周毓白见他出手如此狠厉,其实心中颇为不喜。
他现在看待齐昭若,完全从看另一个陌生人的角度来。
那箭的力道分明就是冲着置人死地的念头去的,周毓白望着齐昭若这张熟悉的脸,从前一贯对着自己耍赖耍滑的表弟,如今再看,却只觉得隔了一层寒霜……
他并非是故意的,而是心中杀意太盛,出手就没有分寸。
周毓白突然意识到这一点。
单昀给周毓白寻了大氅披上,周毓白转身,“回府,派两个人护送齐郎君回驸马府。”
“不必。”
齐昭若一甩衣袍,“七哥请吧,我还有事。”
说罢领着阿精大步走了。
周毓白默了默,转头问单昀,“那小子……这是生气了?”
单昀也觉得古怪,“看起来像。”
可是生气的点呢?
齐昭若自己其实都不太清楚。
他早知道周毓白是个什么样的人了,从前自己是他的骨肉的时候都是那副样子,更不要说如今了……
他也不知道自己为什么心里觉得别扭。
还记得他在进宫弑君前一夜,他去见自己的父亲。
周毓白依然是一贯的冷清,不会多投给他一眼的关注,纤长的手指一页一页拂过放在膝头的书页,脸上不动声色,岁月和磨难在他身上并没有留下太多深刻的痕迹。
只是多了一身,对一切都了无意趣的死气。
“你做什么事,也不会听我的,也不用与我来说。”
周毓白只是这么说,语调不扬,面色丝毫不改。
好像儿子对他说的,不是一桩血腥的大事,只是今天的天气。
“爹爹在想什么事,也从来不会与我说。”周绍敏冷笑,“即便我死在宫里,对您来说,也是无关痛痒罢了。
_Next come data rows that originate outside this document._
PR #5544, opened 2024-04-26
[GLUTEN-4652][VL] Fix min_by/max_by result mismatch

yma11:

Fix `min_by`/`max_by` result mismatch. Take `max_by` for example, we need to keep intermediate result row like `<null, 11>` which will be compared with another result like `<5, 8>` and assure final result is `<null, 11>`. 

## How was this patch tested?

New UT added


yma11:
@rui-mo Can you help review this PR? Thanks.

backends-velox/src/main/scala/org/apache/gluten/utils/VeloxIntermediateData.scala
```diff
@@ -159,7 +159,10 @@ object VeloxIntermediateData {
    * row_constructor_with_null.
    */
   def getRowConstructFuncName(aggFunc: AggregateFunction): String = aggFunc match {
-    case _: Average | _: Sum if aggFunc.dataType.isInstanceOf[DecimalType] => "row_constructor"
+    case _: Average | _: Sum if aggFunc.dataType.isInstanceOf[DecimalType] =>
+      "row_constructor"
+    case _: MaxMinBy =>
+      "row_constructor_with_all_null"
```
rui-mo, line 165: @yma11 Is this change due to the semantics difference between Velox and Spark? I wonder if it is possible to adjust the semantics of the implementation in Velox and avoid introducing more hack in Gluten.

yma11: I think by default, the upstream `row_constructor` doesn't set null value of the struct, it just take the input children and wrap them as a row. These issues are mainly caused by the additional projects we added, so it's reasonable to handle it at our side.

rui-mo: I see your point. Could we add a comment to explain why `row_constructor_with_all_null` is needed by MaxMinBy?

cpp/velox/operators/functions/RowConstructorWithAllNull.h
```diff
@@ -0,0 +1,44 @@
...
+ * limitations under the License.
+ */
+
+#pragma once
+
+#include "velox/expression/FunctionCallToSpecialForm.h"
+#include "velox/expression/SpecialForm.h"
+
+namespace gluten {
+class RowConstructorWithAllNullCallToSpecialForm : public facebook::velox::exec::FunctionCallToSpecialForm {
```
rui-mo, line 24: Is it possible to extend `RowConstructorWithNullCallToSpecialForm` and reuse most of the code?

cpp/velox/operators/functions/RowFunctionWithNull.h
```diff
@@ -42,15 +44,26 @@ class RowFunctionWithNull final : public facebook::velox::exec::VectorFunction {
...
         for (size_t c = 0; c < argsCopy.size(); c++) {
           auto arg = argsCopy[c].get();
           if (arg->mayHaveNulls() && arg->isNullAt(i)) {
-            // If any argument of the struct is null, set the struct as null.
-            facebook::velox::bits::setNull(nullsPtr, i, true);
-            cntNull++;
-            break;
+            // For row_constructor_with_null, if any argument of the struct is null,
+            // set the struct as null.
+            if (!allNull) {
```
rui-mo, line 53: constexpr

cpp/velox/operators/functions/RowFunctionWithNull.h
```diff
@@ -42,15 +44,26 @@ class RowFunctionWithNull final : public facebook::velox::exec::VectorFunction {
...
+              facebook::velox::bits::setNull(nullsPtr, i, true);
+              cntNull++;
+              break;
+            } else {
+              argsNullCnt++;
+            }
           }
         }
+        // For row_constructor_with_all_null, set the struct to be null when all arguments are all
+        if (allNull && argsNullCnt == argsCopy.size()) {
```
rui-mo, line 63: nit: constexpr

rui-mo (commented):
Thanks!

cpp/velox/operators/functions/RowConstructorWithAllNull.h
yma11: updated.

yma11:
@rui-mo your comments are addressed. Please help review again. Thanks.

rui-mo (approved):
Thanks.

zhouyifan279:
I found the result still not right after applying this patch.
Run SQL:
```
set spark.sql.leafNodeDefaultParallelism=2;
select min_by(a, b), max_by(a, b) from values (5, 6), (null, 11), (null, 5) test(a, b);
```
Expected result is
```
NULL    NULL
```
Actual result is 
```
5      5
```

zhouyifan279:
@yma11 @rui-mo I created a follow up PR #5711. Can you help to review it?

zhouyifan279:
Also cc @ulysses-you

PR #5545, opened 2024-04-26
[VL] [BUG fix] Make the hasNext method can be called multi times

JkSelf:
Currently, the iterator is designed to close once the hasNext() method returns false. Therefore, if `hasNext()` is called a second time, it will throw exception [here](https://github.com/apache/incubator-gluten/blob/8ade7a9cb50910021a2c0cb6977aaaeb9a17b5ce/cpp/core/jni/JniWrapper.cc#L452). This PR adds a `protectInvocationFlow()` method to ensure that the iterator's `hasNext()` can be safely called multiple times without causing an exception.

## How was this patch tested?
locally test.


JkSelf:
@FelixYBW @zhztheplayer Can you help to review? Thanks.

zhztheplayer (approved):
Thanks!

zhztheplayer:
Please don't forget adding a prefix to PR title and commit message.

FelixYBW (approved):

”
他转身就走,甚至不愿意再回头看一眼那个人。
他从来没有把自己当作过他的儿子吧。
他不喜欢自己的娘,也不喜欢自己,他谁都不喜欢。
所以自己就真的死在宫里了,那一句赌气的话,成了真。
齐昭若仰头喝了一碗酒。
他说的还有事,就是来喝酒。
阿精在旁看得目瞪口呆,惊讶程度不亚于适才看见自家郎君拉开一石二的弓射杀了一个贼子。
如此豪放地饮酒,真是那个非金玉器皿不用的自家郎君?
这脚店里的劣酒又岂是他寻常在那些名妓处喝惯的?
齐昭若觉得不大畅快,又直接问店家要了一大坛,一碗接一碗地喝,喝到最后将碗在地上一掷,碎片飞出五六步远。
齐昭若抹了抹嘴,眼睛却还是一片清亮。
店中有两个猛汉,见此情形也不由地喝彩,“难得见到如此性情的小兄弟!当是真男儿!”
他长了这么一张脂粉气重的脸,从进门起就被人侧目。
齐昭若凛着眉随手掷了几枚大钱出去,将长凳往桌肚内一踢,便又像来时一样大步离开了。
好帅气……
阿精望着自己郎君的身影,完全与店内诸人一样眼睛放光,这酒量,这气概,真是个男人啊!
他们郎君终于长大了!
阿精激动地差点泪流满面。
齐昭若从小读书就不行,被邠国长公主押进宫里陪两个皇子读书也能读到小宫女身上去,惹得圣上大怒。后来长公主见文这条路他是走不通了,就让他从武,可跟着自家老爹进亲军队没练两天,就哭爹喊娘地瘫在床上再也起不来身了。